Wherever "extend" occurs in the entries, copy the line that holds it.

===============

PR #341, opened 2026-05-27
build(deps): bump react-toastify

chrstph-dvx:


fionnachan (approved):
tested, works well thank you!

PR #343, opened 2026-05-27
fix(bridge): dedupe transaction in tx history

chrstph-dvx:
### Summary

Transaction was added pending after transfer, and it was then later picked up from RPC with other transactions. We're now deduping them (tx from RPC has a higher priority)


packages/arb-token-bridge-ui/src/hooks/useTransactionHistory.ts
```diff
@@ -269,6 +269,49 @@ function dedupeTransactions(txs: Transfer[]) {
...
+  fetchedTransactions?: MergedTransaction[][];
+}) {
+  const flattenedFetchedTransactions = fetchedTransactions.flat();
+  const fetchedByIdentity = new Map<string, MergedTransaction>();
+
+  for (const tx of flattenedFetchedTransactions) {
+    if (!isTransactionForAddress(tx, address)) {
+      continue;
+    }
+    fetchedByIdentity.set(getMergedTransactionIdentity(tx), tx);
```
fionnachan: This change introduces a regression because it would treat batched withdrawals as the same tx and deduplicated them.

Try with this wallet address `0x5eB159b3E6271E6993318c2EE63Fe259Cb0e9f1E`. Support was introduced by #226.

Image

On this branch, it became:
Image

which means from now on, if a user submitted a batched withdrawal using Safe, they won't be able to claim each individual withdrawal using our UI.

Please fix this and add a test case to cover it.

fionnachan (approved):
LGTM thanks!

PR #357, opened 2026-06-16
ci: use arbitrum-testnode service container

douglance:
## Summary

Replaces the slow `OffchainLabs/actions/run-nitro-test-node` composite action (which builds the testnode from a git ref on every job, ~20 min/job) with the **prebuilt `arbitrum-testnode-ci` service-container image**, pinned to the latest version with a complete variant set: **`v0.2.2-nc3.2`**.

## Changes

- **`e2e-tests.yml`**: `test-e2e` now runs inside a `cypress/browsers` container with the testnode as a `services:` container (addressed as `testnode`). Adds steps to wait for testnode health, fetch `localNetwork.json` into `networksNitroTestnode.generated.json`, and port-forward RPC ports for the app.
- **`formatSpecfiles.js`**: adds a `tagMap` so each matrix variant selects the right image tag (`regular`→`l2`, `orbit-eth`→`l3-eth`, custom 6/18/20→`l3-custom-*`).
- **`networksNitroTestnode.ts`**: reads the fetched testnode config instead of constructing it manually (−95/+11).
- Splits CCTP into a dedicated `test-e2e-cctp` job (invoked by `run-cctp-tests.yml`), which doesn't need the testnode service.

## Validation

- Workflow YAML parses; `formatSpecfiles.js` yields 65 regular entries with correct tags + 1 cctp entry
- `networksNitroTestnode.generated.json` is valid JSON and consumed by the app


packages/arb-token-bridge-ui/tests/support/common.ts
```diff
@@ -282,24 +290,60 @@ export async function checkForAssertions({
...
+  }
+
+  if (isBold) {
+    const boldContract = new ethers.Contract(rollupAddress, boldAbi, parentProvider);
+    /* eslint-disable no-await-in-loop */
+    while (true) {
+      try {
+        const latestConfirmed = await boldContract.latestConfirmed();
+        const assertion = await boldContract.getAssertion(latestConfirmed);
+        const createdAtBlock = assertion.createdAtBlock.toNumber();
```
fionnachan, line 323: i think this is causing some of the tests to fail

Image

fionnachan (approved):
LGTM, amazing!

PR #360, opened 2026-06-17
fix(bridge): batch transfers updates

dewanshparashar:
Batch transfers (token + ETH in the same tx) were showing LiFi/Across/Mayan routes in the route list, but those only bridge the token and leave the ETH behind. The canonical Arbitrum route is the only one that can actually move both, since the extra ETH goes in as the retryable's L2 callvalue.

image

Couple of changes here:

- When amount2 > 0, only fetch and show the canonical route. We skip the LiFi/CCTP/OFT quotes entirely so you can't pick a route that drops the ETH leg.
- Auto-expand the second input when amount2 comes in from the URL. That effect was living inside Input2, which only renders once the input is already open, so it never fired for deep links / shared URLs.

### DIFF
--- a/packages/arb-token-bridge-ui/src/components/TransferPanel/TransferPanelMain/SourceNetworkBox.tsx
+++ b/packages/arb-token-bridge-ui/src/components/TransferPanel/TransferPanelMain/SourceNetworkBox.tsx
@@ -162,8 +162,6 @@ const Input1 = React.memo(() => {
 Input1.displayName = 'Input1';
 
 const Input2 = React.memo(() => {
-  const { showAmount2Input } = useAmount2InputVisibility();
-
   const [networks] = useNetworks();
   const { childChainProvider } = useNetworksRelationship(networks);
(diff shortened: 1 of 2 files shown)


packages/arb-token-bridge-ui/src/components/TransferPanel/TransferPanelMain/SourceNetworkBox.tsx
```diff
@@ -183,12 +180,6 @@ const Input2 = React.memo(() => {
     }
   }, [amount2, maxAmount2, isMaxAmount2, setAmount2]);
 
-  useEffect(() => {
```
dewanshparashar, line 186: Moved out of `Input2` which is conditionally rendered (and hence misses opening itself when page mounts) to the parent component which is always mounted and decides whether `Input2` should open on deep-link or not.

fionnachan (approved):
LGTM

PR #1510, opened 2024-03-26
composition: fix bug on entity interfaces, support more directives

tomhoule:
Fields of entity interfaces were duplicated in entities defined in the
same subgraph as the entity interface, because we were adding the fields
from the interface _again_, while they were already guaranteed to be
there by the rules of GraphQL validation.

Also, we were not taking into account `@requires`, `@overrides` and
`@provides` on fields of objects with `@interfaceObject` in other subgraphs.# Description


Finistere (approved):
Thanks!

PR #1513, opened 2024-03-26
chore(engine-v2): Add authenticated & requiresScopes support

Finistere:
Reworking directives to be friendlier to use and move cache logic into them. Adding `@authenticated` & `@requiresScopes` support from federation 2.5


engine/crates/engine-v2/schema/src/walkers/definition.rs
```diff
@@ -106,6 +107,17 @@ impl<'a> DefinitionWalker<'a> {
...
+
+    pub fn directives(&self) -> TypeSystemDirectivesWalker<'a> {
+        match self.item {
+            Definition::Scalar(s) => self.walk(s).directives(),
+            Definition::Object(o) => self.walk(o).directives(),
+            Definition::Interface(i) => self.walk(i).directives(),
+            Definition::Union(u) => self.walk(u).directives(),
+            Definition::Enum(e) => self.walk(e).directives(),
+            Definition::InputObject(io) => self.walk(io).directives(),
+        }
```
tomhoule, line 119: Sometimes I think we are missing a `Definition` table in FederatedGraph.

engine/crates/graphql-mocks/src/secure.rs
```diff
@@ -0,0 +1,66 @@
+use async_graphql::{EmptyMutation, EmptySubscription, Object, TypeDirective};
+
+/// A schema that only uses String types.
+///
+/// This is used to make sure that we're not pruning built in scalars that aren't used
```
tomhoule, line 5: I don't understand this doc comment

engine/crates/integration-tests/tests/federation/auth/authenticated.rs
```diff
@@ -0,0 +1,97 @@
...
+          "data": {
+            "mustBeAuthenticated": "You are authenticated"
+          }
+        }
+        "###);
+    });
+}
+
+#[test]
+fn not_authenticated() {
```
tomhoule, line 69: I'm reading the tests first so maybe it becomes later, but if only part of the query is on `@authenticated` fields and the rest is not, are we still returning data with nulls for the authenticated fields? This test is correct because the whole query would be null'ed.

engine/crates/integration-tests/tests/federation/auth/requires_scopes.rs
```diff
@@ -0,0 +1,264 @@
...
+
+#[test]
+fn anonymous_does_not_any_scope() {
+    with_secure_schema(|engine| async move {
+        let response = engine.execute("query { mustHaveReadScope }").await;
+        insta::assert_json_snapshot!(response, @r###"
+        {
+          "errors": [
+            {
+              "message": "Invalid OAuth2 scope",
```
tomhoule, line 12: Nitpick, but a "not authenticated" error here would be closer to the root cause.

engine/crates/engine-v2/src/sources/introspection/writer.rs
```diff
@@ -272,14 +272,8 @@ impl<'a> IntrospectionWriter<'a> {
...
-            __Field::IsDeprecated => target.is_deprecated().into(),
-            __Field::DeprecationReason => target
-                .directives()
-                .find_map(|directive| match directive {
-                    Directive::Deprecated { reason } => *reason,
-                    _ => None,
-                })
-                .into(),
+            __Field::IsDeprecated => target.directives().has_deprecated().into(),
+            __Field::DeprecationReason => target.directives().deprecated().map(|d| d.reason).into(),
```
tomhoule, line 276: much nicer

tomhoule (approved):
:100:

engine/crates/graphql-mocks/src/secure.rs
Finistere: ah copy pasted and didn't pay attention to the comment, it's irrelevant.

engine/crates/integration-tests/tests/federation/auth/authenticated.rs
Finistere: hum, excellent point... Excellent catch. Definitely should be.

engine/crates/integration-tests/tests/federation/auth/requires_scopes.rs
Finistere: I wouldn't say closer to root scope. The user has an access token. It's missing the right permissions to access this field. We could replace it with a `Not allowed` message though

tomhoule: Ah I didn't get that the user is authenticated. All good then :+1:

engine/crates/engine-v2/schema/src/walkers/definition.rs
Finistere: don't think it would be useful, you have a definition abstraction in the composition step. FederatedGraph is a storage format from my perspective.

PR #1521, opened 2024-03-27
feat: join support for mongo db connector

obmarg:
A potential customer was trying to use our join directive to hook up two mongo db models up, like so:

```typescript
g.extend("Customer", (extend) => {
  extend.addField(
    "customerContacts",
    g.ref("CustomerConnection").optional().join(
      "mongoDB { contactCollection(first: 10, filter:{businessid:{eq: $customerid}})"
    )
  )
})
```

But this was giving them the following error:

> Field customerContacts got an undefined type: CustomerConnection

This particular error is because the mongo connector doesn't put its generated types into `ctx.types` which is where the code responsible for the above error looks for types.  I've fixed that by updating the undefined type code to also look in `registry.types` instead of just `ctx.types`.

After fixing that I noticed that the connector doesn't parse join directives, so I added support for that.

===============

▶ **ANSWER SPACE**:
g.extend("Customer", (extend) => {
  extend.addField(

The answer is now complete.